In the United Kingdom, the incidence of acquired hemophilia has been reported to be 1.48 per million persons per year. [12]There is no known association between an increased susceptibility to develop acquired auto antibodies to coagulation factors and ethnicity.

The age distribution of acquired hemophilia is typically biphasic. There is a small peak in incidence in women aged 20-30 years, and a major peak in males aged 60-80 years [8, 9] the vast majority cases of acquired hemophilia occur in older adults. The median age at presentation is between 60 and 67 years. [9, 10, 11] Acquired hemophilia has no known genetic inheritance pattern and is seen equally in men and women [10] it occurs in all racial groups.

The incidence of acquired hemophilia A in United States has been estimated to be 0.2-1.0 case per 1 million persons per year, but this figure may underestimate the true incidence of the disorder, given the difficulty in making the diagnosis. [8] In addition, some patients with acquired hemophilia and low titers of inhibitors may not be diagnosed unless they undergo surgery or trauma, which also may lead to an underestimation of the incidence of the disease. [8]

The incidence of acquired inhibitors to clotting factors other than factor VIII (FVIII) is unknown, although it is significantly lower than that reported with acquired hemophilia A.

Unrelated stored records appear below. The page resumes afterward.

PR #852, opened 2023-05-12
feat: EsFooter and EsNavBar links are now SPA-compatible

ericdouglaspratt:
### 🔗 Linked issue

- https://energysage.atlassian.net/browse/CED-509

### ❓ Type of change

### 📚 Description

- All links in `EsFooter` and `EsNavBar` now use a new `EsNavBarLink` component
- `EsNavBarLink` by default renders a `<b-link>` tag - if the `href` it's given as a prop starts with a `'/'`, it passes it to the `<b-link>` as a `to` prop, otherwise uses an `href` prop - this will allow consuming Nuxt applications (if they pass in a customized set of links to `EsFooter` or `EsNavBar`, some of which are root-relative rather than absolute) to navigate between Nuxt pages like a single-page application without full page reload

### 🥼 Testing

- First tested this by cloning all EsNavBar code into a Nuxt app and confirming that SPA behavior occurred on root-relative URLs and normal link behavior occurred on other URLs
- Confirmed that a simpler approach of hardcoding all links to be `<b-link>` and to use the `to` prop would **not** work because it rendered absolute URLs in front of the current page's URL like `http://localhost:8500/organisms/https://www.energysage.com` which will not work.
- Tested all types of links in the footer and nav on the ESDS local docs site to confirm they all still work as expected

### 📝 Checklist

### DIFF
--- a/es-vue-base/src/lib-components/EsNavBarLink.vue
+++ b/es-vue-base/src/lib-components/EsNavBarLink.vue
@@ -1,0 +1,31 @@
+<template>
+    <component
+        :is="tag"
+        :href="isRootRelative ? '' : href"
+        :to="isRootRelative ? href : ''"
+        v-bind="$attrs"
+        v-on="$listeners">
+        <slot />
+    </component>
+</template>
+
+<script lang="js">
+export default {
+    name: 'EsNavBarLink',
+    props: {
+        href: {
+            type: String,
+            default: '',
+        },
+        tag: {
+            type: String,
+            default: 'b-link',
+        },
+    },
+    computed: {
+        isRootRelative() {
+            return this.href.startsWith('/');
+        },
+    },
+};
+</script>
--- a/es-vue-base/src/lib-components/EsFooter.vue
+++ b/es-vue-base/src/lib-components/EsFooter.vue
@@ -32,12 +32,12 @@
                                     v-for="link in column.links"
                                     :key="link.text"
                                     class="mt-25 mb-50">
-                                    <a
+                                    <es-nav-bar-link
                                         :href="link.url"
                                         :target="link.newTab ? '_blank' : null"
                                         class="text-reset">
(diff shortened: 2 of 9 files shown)


es-vue-base/src/lib-components/EsNavBarLink.vue
```diff
@@ -0,0 +1,31 @@
+<template>
```
tomleo, line 1: Is there anything unique to the nav-bar? I guess I wonder if relative links defaulting to `:to` vs. absolute defaulting to `:href` could be used beyond the nav i.e. could this be an `EsLink` component?

tomleo (approved):
Overall looks good, one question inline.

es-vue-base/src/lib-components/EsNavBarLink.vue
ericdouglaspratt: I could see an `EsLink` component being used internally to ESDS in cases where an exported component contains links, the behavior of which, downstream applications may want to modify. There probably aren't too many cases of this in ESDS. Nav bar and footer are a bit of a special case that won't live within ESDS for too much longer anyway, but definitely something to keep in mind for the future if we ever find another case within ESDS.

It's also a very opinionated behavior that may not work in all cases - there are probably cases where you'd want to allow root-relative URLs to be normal `href` attributes, if an application was only on one domain, wasn't an SPA, and that's how it wanted to specify its URLs. But that does seem unlikely in our new tech stack, at least for the moment.

jsieving (approved):
I checked this out locally and it looks good to me. Is it automatically adding `noopener` to different-domain links and `target="_self"` to same-domain ones?

ericdouglaspratt:
@jsieving Yes that's an artifact of using `<b-link>` rather than just `<a>` - since that component follows a number of standard best practices that we may not have been doing before.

A study of reported hemophilia A prevalence is shown in Table 1(6) and hemophilia A prevalence is shown in Table 2 [6.1] 

Symptoms & diagnosis


The symptoms of hemophilia vary, depending on the degree of blood clotting factor (coagulation factor) deficiency and they also depend on the nature of any injury. According to the level of clotting factor amounts in the blood three levels of hemophilia are recognized.

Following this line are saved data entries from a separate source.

PR #912, opened 2023-06-01
fix: a11y bugs

RyanMulready:
### ❓ Type of change

### 📚 Description

- Fixed issue in `EsRating` where `0` was not setting correct aria attribute
- Fixed issue in the navbar where `li` existed outside of `ul`
- Fixed issue in the navbar where `ul` existed with no `li` in it
- Fixed issue with unit tests and unknown icon components

### 🥼 Testing

- Updated snapshots

### 📝 Checklist


es-vue-base/src/lib-components/EsNavBarTopicMenu.vue
```diff
@@ -94,7 +94,7 @@
                     </es-nav-bar-link>
                     <div
                         v-else
-                        class="nav-item col-12">
+                        class="nav-item pl-3">
```
ericdouglaspratt, line 97: This should probably be `pl-100` to match the new spacing naming convention.

ericdouglaspratt (changes requested):
I'm seeing a few styling regressions as a result of this. We probably also want to wait for Mike to get back so he can test out the nav and footer changes on es-site.

On the mobile EsNavBar, if you go into the "EV chargers" menu (or any of the product menus), the divider line isn't going all the way across and some of the items aren't wrapping and are rendering next to each other. I'm also seeing a horizontal scroll bar in the menus where items appear next to each other.
Screen Shot 2023-06-01 at 10 29 05 AM
Screen Shot 2023-06-01 at 10 33 09 AM

RyanMulready:
> I'm seeing a few styling regressions as a result of this. We probably also want to wait for Mike to get back so he can test out the nav and footer changes on es-site.
> 
> On the mobile EsNavBar, if you go into the "EV chargers" menu (or any of the product menus), the divider line isn't going all the way across and some of the items aren't wrapping and are rendering next to each other. I'm also seeing a horizontal scroll bar in the menus where items appear next to each other. Screen Shot 2023-06-01 at 10 29 05 AM Screen Shot 2023-06-01 at 10 33 09 AM

Right... `es-site` needs the css 🙃 . I fixed the issue where seeing and made the changes "less breaking". I will name Mike as a reviewer as well.

mpleroux (approved):
I reviewed the changes and they look fine to me. I also ripped the nav and checked it in es-site. I didn't spot any regressions.

You had initially removed this old selector before putting it back. I originally added it to fix some problem and I don't think it's still necessary:

```scss
// Override BS4 defaults for consistency
.nav-es-container {
...
    .menu {
        ....
        ul, li {
            display: block;
            width: 100%;
            border-style: none;
        }
    }
}
```

Your addition of `width: 100%` to `.nav-item` fixed the problem Eric mentioned.

I examined the `ul` and `li` elements inside `.dropdown-list` which is used by the mobile dropdown menus. You can get to it by inspecting "Tips & guides" then looking for the element with the class `dropdown-list`.

- In the `ul`, the width is overridden by `w-auto` in the HTML, the border style doesn't clear anything, and changing `display` from `block` back to `flex` doesn't have any noticeable effect
- In the `li` elements, those three styles are overridden by others with higher specificity

So I think you can get rid of that selector if you like.

I checked the ripped nav with WAVE and it reported one minor accessibility issue that's unrelated to your PR. It's caused by using the same ID for mobile and desktop form elements. Those IDs need to be refactored anyway because they're using the text of the menu items, spaces and all.

```txt
Multiple form labels
A form control has more than one label associated with it.
```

1. Above 5%-40 %(0.05-0.40)- mild hemophilia
2. 1% to 5% (0.01-0.05) - moderate hemophilia
3. Less than 1% (<0.01)- severe hemophilia [41]

The symptoms of moderate to severe hemophilia typically appear in infancy or childhood. The symptoms of milder forms of hemophilia often appear a little later in life and include symptoms associated with bleeding into the joints, muscles or soft tissues, prolonged bleeding after cuts, bites or minor surgery , bruising on the surface of the skin and blood in the urine. [39]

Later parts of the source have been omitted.